START Dataset

Issue #4319, opened 2017-03-10
Rewrite our various `if os.path.exists`s atomically.


ohemorange:

bobstrecansky:
Working on this at PyCon 2017.

bobstrecansky:
@ohemorange - wanted to make sure this is what you want before I go on with the rest:
https://github.com/certbot/certbot/pull/4730

chefscott:
What should happen if the file exists? Throw an error?

ohemorange:
@chefscott The behavior should be the same, but with atomicity. So if the code block previously raised an error, it should be rewritten to continue to raise that error. There's further explanation at #4730 if you're looking to take this on.

bobstrecansky:
Picking this back up; my apologies on the delay; was working through some other tickets first.

fr0zenbits:
Is this still a valid task?  #4730 was closed yesterday.

sydneyli:
@fr0zenbits Yes, this task is still available. The contributor who was working on #4730 didn't get the chance to finish it. You're welcome to pick it back up if you like, and there's a lot of relevant context/comments on that PR thread. Let us know if you have any more questions!

camservo:
Looking for a first issue to help out on.  Was there a consensus on how these should be rewritten?

ohemorange:
@camservo see discussion here: https://github.com/certbot/certbot/pull/4730#issuecomment-303933896

ohemorange:
This is still important, and a good choice for people who want to contribute who don't have extensive knowledge of our codebase! Some information about how to implement this is available here: https://stackoverflow.com/questions/2333872/atomic-writing-to-file-with-python

martinraag:
Looking at this as a potential first issue. For me, the description leaves a lot to interpretation and is perhaps a bit confusing. Judging by a couple of misguided attempts at solving this, I'm not alone.

As I gather, what is required are atomic versions of operations that include `os.path.exists`, to avoid potential race conditions. Looking at the source code, these vary from a simple rename referenced in [#4730 (comment)](https://github.com/certbot/certbot/pull/4730#issuecomment-303933896), to creating a single directory, creating multiple directories, opening and writing to a file, copying permissions, deleting a file, creating symlinks and launching Docker in a subprocess.

For someone new to the codebase, or at least for me, it would be useful to have more context about which operations and modules are potentially problematic. Also, whether we're trying to protect against race conditions between multiple threads, or multiple processes of certbot.

[...]

PR #4730, opened 2017-05-24
Adding Atomic Hooks - Fixing Spacing

bobstrecansky:
Refactored after IRC talk.
@ohemorange - Just wanted to do one of these before I went though and fixed all of these to be atomic.  Is this what you were looking for?  The test suite passes, so i'd think this is ok, but i'll defer to you.

### DIFF
--- a/certbot/hooks.py
+++ b/certbot/hooks.py
@@ -46,7 +46,8 @@ def validate_hook(shell_cmd, hook_name):
         cmd = shell_cmd.split(None, 1)[0]
         if not _prog(cmd):
             path = os.environ["PATH"]
-            if os.path.exists(cmd):
+            validate_path = util.os_path_exists(path)
+            if validate_path:
                 msg = "{1}-hook command {0} exists, but is not executable.".format(cmd, hook_name)
             else:
                 msg = "Unable to find {2}-hook command {0} in the PATH.\n(PATH is {1})".format(
@@ -135,4 +136,5 @@ def execute(shell_cmd):
     if err:
         logger.error('Error output from %s:\n%s', base_cmd, err)
     return (err, out)
+
 
--- a/certbot/storage.py
+++ b/certbot/storage.py
@@ -44,7 +44,8 @@ def renewal_conf_files(config):
 def renewal_file_for_certname(config, certname):
     """Return /path/to/certname.conf in the renewal conf directory"""
     path = os.path.join(config.renewal_configs_dir, "{0}.conf".format(certname))
-    if not os.path.exists(path):
+    valid_path = util.os_path_exists(path)
+    if valid_path:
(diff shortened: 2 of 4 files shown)


bobstrecansky:
I think this is what you want @ohemorange - can you take a look when you have a minute?

zjs:
I'm not @ohemorange, but I think the goal of #4319 is to ensure that operations involving `os.path.exists` work as expected even when other operations are happening concurrently.

Consider this excerpt from `storage.py`:

```135) def rename_renewal_config(prev_name, new_name, cli_config):
136)     """Renames cli_config.certname's config to cli_config.new_certname.
137) 
138)     :param .NamespaceConfig cli_config: parsed command line
139)         arguments
140)     """
141)     prev_filename = renewal_filename_for_lineagename(cli_config, prev_name)
142)     new_filename = renewal_filename_for_lineagename(cli_config, new_name)
143)     if os.path.exists(new_filename):
144)         raise errors.ConfigurationError("The new certificate name "
145)             "is already in use.")
146)     try:
147)         os.rename(prev_filename, new_filename)
148)     except OSError:
149)         raise errors.ConfigurationError("Please specify a valid filename "
150)             "for the new certificate name.")
```

Currently, we check whether the `new_filename` is in use on line 143 before renaming a file to that name on line 147. However, some concurrent operation could create a file with `new_filename` between when `os.path.exists` is evaluated on line 143 and when `os.rename` is evaluated on line 147, causing us to overwrite a file ― the very thing we're trying to protect against on line 143.

On newer versions of Python, I think `os.replace` might be helpful here. However, I'm not sure what the best practice would be for the set of versions we support.

ohemorange:
Yup, that's exactly right.

@bobstrecansky you may want to check out https://blogs.msdn.microsoft.com/pythonengineering/2016/06/29/idiomatic-python-eafp-versus-lbyl/ for further reading about this

@zjs the issue is that `os.replace` and `os.rename` will both happily rename `prev_filename` to `new_filename`, even if `new_filename` already exists.

zjs:
> @zjs the issue is that `os.replace` and `os.rename` will both happily rename `prev_filename` to `new_filename`, even if `new_filename` already exists.

You're right; I mis-remembered and thought `os.replace` raised an error if the target existed.

bobstrecansky:
Thanks for the pointers @zjs and @ohemorange - i'll get to this PR later on this weekend / next week.

bmw:
@bobstrecansky, I just wanted to check in since it's been over a month since we've seen any activity from you here. Are you still planning on working on this?

bobstrecansky:
@bmw - yup, was just focusing on my other PR before getting to this one.

bobstrecansky:
Picking this back up; apologies for the delay.

bobstrecansky:
Sorry @ohemorange - closed!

END Dataset

→ **Directions for this task**
Write out the data above once more, exactly as it reads.

→ **Solved problem**
Issue #4319, opened 2017-03-10
Rewrite our various `if os.path.exists`s atomically.


ohemorange:

bobstrecansky:
Working on this at PyCon 2017.

bobstrecansky:
@ohemorange - wanted to make sure this is what you want before I go on with the rest:
https://github.com/certbot/certbot/pull/4730

chefscott:
What should happen if the file exists? Throw an error?

ohemorange:
@chefscott The behavior should be the same, but with atomicity. So if the code block previously raised an error, it should be rewritten to continue to raise that error. There's further explanation at #4730 if you're looking to take this on.

bobstrecansky:
Picking this back up; my apologies on the delay; was working through some other tickets first.

fr0zenbits:
Is this still a valid task?  #4730 was closed yesterday.

sydneyli:
@fr0zenbits Yes, this task is still available. The contributor who was working on #4730 didn't get the chance to finish it. You're welcome to pick it back up if you like, and there's a lot of relevant context/comments on that PR thread. Let us know if you have any more questions!

camservo:
Looking for a first issue to help out on.  Was there a consensus on how these should be rewritten?

ohemorange:
@camservo see discussion here: https://github.com/certbot/certbot/pull/4730#issuecomment-303933896

ohemorange:
This is still important, and a good choice for people who want to contribute who don't have extensive knowledge of our codebase! Some information about how to implement this is available here: https://stackoverflow.com/questions/2333872/atomic-writing-to-file-with-python

martinraag:
Looking at this as a potential first issue. For me, the description leaves a lot to interpretation and is perhaps a bit confusing. Judging by a couple of misguided attempts at solving this, I'm not alone.

As I gather, what is required are atomic versions of operations that include `os.path.exists`, to avoid potential race conditions. Looking at the source code, these vary from a simple rename referenced in [#4730 (comment)](https://github.com/certbot/certbot/pull/4730#issuecomment-303933896), to creating a single directory, creating multiple directories, opening and writing to a file, copying permissions, deleting a file, creating symlinks and launching Docker in a subprocess.

For someone new to the codebase, or at least for me, it would be useful to have more context about which operations and modules are potentially problematic. Also, whether we're trying to protect against race conditions between multiple threads, or multiple processes of certbot.

[...]

PR #4730, opened 2017-05-24
Adding Atomic Hooks - Fixing Spacing

bobstrecansky:
Refactored after IRC talk.
@ohemorange - Just wanted to do one of these before I went though and fixed all of these to be atomic.  Is this what you were looking for?  The test suite passes, so i'd think this is ok, but i'll defer to you.

### DIFF
--- a/certbot/hooks.py
+++ b/certbot/hooks.py
@@ -46,7 +46,8 @@ def validate_hook(shell_cmd, hook_name):
         cmd = shell_cmd.split(None, 1)[0]
         if not _prog(cmd):
             path = os.environ["PATH"]
-            if os.path.exists(cmd):
+            validate_path = util.os_path_exists(path)
+            if validate_path:
                 msg = "{1}-hook command {0} exists, but is not executable.".format(cmd, hook_name)
             else:
                 msg = "Unable to find {2}-hook command {0} in the PATH.\n(PATH is {1})".format(
@@ -135,4 +136,5 @@ def execute(shell_cmd):
     if err:
         logger.error('Error output from %s:\n%s', base_cmd, err)
     return (err, out)
+
 
--- a/certbot/storage.py
+++ b/certbot/storage.py
@@ -44,7 +44,8 @@ def renewal_conf_files(config):
 def renewal_file_for_certname(config, certname):
     """Return /path/to/certname.conf in the renewal conf directory"""
     path = os.path.join(config.renewal_configs_dir, "{0}.conf".format(certname))
-    if not os.path.exists(path):
+    valid_path = util.os_path_exists(path)
+    if valid_path:
(diff shortened: 2 of 4 files shown)


bobstrecansky:
I think this is what you want @ohemorange - can you take a look when you have a minute?

zjs:
I'm not @ohemorange, but I think the goal of #4319 is to ensure that operations involving `os.path.exists` work as expected even when other operations are happening concurrently.

Consider this excerpt from `storage.py`:

```135) def rename_renewal_config(prev_name, new_name, cli_config):
136)     """Renames cli_config.certname's config to cli_config.new_certname.
137) 
138)     :param .NamespaceConfig cli_config: parsed command line
139)         arguments
140)     """
141)     prev_filename = renewal_filename_for_lineagename(cli_config, prev_name)
142)     new_filename = renewal_filename_for_lineagename(cli_config, new_name)
143)     if os.path.exists(new_filename):
144)         raise errors.ConfigurationError("The new certificate name "
145)             "is already in use.")
146)     try:
147)         os.rename(prev_filename, new_filename)
148)     except OSError:
149)         raise errors.ConfigurationError("Please specify a valid filename "
150)             "for the new certificate name.")
```

Currently, we check whether the `new_filename` is in use on line 143 before renaming a file to that name on line 147. However, some concurrent operation could create a file with `new_filename` between when `os.path.exists` is evaluated on line 143 and when `os.rename` is evaluated on line 147, causing us to overwrite a file ― the very thing we're trying to protect against on line 143.

On newer versions of Python, I think `os.replace` might be helpful here. However, I'm not sure what the best practice would be for the set of versions we support.

ohemorange:
Yup, that's exactly right.

@bobstrecansky you may want to check out https://blogs.msdn.microsoft.com/pythonengineering/2016/06/29/idiomatic-python-eafp-versus-lbyl/ for further reading about this

@zjs the issue is that `os.replace` and `os.rename` will both happily rename `prev_filename` to `new_filename`, even if `new_filename` already exists.

zjs:
> @zjs the issue is that `os.replace` and `os.rename` will both happily rename `prev_filename` to `new_filename`, even if `new_filename` already exists.

You're right; I mis-remembered and thought `os.replace` raised an error if the target existed.

bobstrecansky:
Thanks for the pointers @zjs and @ohemorange - i'll get to this PR later on this weekend / next week.

bmw:
@bobstrecansky, I just wanted to check in since it's been over a month since we've seen any activity from you here. Are you still planning on working on this?

bobstrecansky:
@bmw - yup, was just focusing on my other PR before getting to this one.

bobstrecansky:
Picking this back up; apologies for the delay.

bobstrecansky:
Sorry @ohemorange - closed!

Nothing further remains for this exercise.